◆ Available records
Start of Block

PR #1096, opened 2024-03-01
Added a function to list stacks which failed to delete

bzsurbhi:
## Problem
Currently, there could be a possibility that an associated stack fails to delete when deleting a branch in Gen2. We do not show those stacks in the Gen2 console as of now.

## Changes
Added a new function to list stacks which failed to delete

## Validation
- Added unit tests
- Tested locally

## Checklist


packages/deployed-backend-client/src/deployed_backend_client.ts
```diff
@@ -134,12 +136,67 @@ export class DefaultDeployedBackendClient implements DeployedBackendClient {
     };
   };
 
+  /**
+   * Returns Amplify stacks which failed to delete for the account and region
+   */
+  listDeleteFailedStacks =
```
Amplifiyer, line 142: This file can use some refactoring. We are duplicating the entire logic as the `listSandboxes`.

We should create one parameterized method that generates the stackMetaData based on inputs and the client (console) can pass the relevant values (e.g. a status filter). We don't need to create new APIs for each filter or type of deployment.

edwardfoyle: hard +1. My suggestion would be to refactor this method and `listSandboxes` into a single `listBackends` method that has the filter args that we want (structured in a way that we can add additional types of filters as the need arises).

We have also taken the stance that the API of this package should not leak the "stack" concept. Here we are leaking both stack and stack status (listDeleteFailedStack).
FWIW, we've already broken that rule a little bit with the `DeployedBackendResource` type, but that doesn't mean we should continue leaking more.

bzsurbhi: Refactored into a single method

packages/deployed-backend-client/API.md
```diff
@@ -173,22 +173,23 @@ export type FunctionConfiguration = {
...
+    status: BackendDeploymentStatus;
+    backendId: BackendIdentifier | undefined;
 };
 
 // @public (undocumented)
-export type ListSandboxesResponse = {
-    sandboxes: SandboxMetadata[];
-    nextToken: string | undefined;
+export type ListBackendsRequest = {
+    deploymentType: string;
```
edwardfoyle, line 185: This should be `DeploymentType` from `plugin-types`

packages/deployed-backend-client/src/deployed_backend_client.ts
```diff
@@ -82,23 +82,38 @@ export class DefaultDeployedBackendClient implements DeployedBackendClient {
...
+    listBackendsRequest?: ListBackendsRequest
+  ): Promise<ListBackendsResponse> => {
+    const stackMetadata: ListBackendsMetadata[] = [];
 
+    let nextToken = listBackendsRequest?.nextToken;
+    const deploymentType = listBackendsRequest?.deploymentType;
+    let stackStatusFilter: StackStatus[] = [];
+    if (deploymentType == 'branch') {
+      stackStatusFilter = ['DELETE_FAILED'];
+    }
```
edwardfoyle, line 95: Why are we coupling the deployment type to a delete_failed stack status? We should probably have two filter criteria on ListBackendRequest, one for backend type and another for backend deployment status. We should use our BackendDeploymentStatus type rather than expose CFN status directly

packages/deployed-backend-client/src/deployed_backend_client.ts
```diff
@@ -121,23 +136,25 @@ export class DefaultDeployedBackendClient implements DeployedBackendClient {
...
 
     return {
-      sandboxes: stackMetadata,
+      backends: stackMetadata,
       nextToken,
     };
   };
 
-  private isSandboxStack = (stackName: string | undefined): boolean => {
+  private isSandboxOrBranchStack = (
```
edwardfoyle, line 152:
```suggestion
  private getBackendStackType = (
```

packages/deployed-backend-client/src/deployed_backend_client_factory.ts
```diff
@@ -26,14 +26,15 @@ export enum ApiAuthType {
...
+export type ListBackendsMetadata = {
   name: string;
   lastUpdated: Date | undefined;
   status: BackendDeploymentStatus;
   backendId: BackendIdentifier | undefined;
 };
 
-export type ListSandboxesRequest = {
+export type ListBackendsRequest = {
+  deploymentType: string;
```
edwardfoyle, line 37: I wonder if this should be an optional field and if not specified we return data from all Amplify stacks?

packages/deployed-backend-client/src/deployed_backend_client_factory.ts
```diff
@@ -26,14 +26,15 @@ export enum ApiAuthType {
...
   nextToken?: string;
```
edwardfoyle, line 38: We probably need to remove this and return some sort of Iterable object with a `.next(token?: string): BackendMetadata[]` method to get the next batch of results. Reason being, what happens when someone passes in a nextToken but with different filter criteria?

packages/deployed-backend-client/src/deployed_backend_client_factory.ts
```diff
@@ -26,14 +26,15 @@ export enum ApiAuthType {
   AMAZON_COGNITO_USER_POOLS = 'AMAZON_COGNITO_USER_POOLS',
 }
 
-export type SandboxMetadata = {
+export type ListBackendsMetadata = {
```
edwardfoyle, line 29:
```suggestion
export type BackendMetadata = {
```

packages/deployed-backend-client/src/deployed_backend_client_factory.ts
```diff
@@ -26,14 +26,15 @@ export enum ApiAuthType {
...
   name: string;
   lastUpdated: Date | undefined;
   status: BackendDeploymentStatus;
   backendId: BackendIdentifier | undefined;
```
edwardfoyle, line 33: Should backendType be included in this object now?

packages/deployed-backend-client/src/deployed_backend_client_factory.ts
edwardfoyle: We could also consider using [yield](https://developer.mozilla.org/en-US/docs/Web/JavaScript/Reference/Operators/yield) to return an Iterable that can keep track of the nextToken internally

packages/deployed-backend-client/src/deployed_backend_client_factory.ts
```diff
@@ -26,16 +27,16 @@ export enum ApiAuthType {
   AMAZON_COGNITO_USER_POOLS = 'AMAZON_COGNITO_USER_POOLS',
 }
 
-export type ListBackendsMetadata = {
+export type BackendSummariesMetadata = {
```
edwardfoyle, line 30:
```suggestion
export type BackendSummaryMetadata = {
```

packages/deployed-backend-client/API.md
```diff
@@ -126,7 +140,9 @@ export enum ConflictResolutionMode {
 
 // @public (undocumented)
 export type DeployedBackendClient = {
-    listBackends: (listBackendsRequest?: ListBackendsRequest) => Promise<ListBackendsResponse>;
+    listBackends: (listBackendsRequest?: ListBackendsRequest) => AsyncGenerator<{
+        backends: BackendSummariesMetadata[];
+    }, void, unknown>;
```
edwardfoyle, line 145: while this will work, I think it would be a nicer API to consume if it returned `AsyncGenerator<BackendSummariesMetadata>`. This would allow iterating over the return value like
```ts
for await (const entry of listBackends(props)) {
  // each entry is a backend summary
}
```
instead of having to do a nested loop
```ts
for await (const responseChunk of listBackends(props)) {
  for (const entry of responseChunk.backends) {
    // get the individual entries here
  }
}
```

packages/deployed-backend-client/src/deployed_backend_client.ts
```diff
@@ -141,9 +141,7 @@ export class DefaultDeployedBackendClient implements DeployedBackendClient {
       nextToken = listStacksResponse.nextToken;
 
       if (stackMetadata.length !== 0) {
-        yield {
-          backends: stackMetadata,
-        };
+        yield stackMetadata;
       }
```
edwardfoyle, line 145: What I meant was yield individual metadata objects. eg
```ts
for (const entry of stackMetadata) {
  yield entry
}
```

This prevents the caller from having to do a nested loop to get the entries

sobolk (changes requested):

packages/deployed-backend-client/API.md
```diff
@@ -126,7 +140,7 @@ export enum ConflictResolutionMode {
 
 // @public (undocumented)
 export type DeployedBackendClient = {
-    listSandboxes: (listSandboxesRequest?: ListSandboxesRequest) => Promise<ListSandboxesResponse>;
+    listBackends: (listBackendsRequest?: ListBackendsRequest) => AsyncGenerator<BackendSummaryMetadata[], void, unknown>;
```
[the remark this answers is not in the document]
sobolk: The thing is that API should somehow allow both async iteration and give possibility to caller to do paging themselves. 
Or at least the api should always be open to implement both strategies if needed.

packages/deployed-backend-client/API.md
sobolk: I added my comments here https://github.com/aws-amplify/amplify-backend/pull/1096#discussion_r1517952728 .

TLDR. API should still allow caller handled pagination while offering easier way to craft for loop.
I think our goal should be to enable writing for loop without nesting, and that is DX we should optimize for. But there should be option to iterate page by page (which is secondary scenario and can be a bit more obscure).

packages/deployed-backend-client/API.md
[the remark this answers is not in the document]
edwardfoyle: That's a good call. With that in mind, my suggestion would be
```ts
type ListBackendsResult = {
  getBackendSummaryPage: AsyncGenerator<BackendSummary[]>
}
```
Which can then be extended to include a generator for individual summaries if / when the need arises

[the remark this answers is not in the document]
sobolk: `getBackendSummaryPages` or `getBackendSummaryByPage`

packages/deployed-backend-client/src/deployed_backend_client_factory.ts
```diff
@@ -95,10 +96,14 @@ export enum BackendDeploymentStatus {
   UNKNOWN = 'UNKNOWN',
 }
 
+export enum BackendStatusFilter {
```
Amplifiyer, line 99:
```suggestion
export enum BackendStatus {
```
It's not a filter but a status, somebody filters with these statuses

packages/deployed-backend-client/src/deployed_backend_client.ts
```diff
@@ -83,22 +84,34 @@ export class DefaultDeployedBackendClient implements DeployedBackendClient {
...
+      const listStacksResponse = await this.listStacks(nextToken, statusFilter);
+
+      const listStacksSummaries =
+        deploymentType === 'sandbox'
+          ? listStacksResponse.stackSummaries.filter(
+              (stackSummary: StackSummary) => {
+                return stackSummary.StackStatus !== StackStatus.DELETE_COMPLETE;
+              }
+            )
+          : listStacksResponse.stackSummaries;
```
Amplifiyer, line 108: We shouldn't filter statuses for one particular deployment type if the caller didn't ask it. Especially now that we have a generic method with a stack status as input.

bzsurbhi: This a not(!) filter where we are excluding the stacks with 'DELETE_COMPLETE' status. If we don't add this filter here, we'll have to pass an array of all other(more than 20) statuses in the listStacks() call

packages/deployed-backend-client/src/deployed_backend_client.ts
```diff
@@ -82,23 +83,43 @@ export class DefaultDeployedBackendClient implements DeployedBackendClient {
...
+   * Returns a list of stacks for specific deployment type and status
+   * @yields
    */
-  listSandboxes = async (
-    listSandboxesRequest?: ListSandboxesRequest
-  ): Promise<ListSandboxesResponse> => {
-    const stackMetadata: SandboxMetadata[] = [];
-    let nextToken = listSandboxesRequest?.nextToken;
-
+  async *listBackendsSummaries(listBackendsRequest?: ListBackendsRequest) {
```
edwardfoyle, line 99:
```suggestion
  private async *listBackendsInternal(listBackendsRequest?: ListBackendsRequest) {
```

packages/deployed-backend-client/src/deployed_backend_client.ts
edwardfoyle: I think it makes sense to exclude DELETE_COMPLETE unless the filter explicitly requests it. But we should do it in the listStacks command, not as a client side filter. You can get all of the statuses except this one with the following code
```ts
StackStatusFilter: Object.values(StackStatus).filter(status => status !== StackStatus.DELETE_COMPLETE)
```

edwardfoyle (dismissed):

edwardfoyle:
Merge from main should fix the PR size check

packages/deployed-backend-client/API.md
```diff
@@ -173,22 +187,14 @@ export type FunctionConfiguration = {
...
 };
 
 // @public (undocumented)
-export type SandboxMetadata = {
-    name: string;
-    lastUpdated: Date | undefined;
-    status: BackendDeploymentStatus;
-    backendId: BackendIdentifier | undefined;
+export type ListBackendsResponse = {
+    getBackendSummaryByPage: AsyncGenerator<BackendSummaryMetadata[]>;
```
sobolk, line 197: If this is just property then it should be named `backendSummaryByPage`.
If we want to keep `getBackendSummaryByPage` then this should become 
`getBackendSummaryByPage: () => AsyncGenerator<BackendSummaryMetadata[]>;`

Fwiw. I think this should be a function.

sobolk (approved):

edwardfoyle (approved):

End of Block

◆ Task details
Lines that contain "string" are to be copied from the records above.

◆ Response to the exercise
-    nextToken: string | undefined;
+    deploymentType: string;
-  private isSandboxStack = (stackName: string | undefined): boolean => {
   name: string;
+  deploymentType: string;
   nextToken?: string;
edwardfoyle, line 38: We probably need to remove this and return some sort of Iterable object with a `.next(token?: string): BackendMetadata[]` method to get the next batch of results. Reason being, what happens when someone passes in a nextToken but with different filter criteria?
   name: string;
-    name: string;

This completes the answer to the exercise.